▸ What you should do
Look through the data below. Collect every line where the word "change" occurs.

*** Opening Extracted information ***

PR #673, opened 2017-06-07
Update method `utils.sync_repo`

Ichimonji10:
The `sync_repo` method has been around for a long time. A typical usage
is as follows, where `repo_href` is a simple string path:

```python
utils.sync_repo(cfg, repo_href)
```

Update the method so that it accepts a dict of repository information
instead of a simple string path. A typical usage is as follows, where
`repo` is a dict like `{'_href': repo_href}`:

```python
utils.sync_repo(cfg, repo)
```

This change has two advantages. First, Pulp's API returns information
about repositories as a dict. Letting `sync_repo` accept a dict means
that it can accept the data returned by Pulp's API with no munging.
Second, this change makes `sync_repo` more consistent with other modern
methods like `publish_repo`. Both of these advantages are well explained
by an example. Consider this legacy code:

```python
repo = api_client.post(REPOSITORY_PATH, body)
utils.sync_repo(cfg, repo['_href'])
utils.publish_repo(cfg, repo)
```

The code above can now be written as follows:

```python
repo = api_client.post(REPOSITORY_PATH, body)
utils.sync_repo(cfg, repo)
utils.publish_repo(cfg, repo)
```

### DIFF
--- a/pulp_smash/tests/docker/api_v2/test_tags.py
+++ b/pulp_smash/tests/docker/api_v2/test_tags.py
@@ -80,7 +80,7 @@ class DockerTagTestCase(utils.BaseAPITestCase):
         super().setUp()
         self.repo = create_docker_repo(self.cfg, DOCKER_UPSTREAM_NAME)
         self.addCleanup(api.Client(self.cfg).delete, self.repo['_href'])
-        utils.sync_repo(self.cfg, self.repo['_href'])
+        utils.sync_repo(self.cfg, self.repo)
         self.repo = api.Client(self.cfg, api.json_handler).get(
             self.repo['_href'], params={'details': True})
         self.tags = self._get_tags()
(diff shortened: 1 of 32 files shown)


Ichimonji10:
Partially tested against a matrix off systems, where the axes are:

* Fedora 24, Fedora 25, and RHEL 7.

Executing all affected tests would have taken quite a while, so I ran the following:

* python -m unittest pulp_smash.tests.ostree.api_v2.test_sync
* python -m unittest pulp_smash.tests.puppet.api_v2.test_sync_publish
* python -m unittest pulp_smash.tests.python.api_v2.test_sync_publish
* python -m unittest pulp_smash.tests.rpm.api_v2.test_signatures_saved_for_packages
* python -m unittest pulp_smash.tests.rpm.api_v2.test_sync_publish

*** Closing Extracted information ***

▸ Task answer
This change has two advantages. First, Pulp's API returns information
Second, this change makes `sync_repo` more consistent with other modern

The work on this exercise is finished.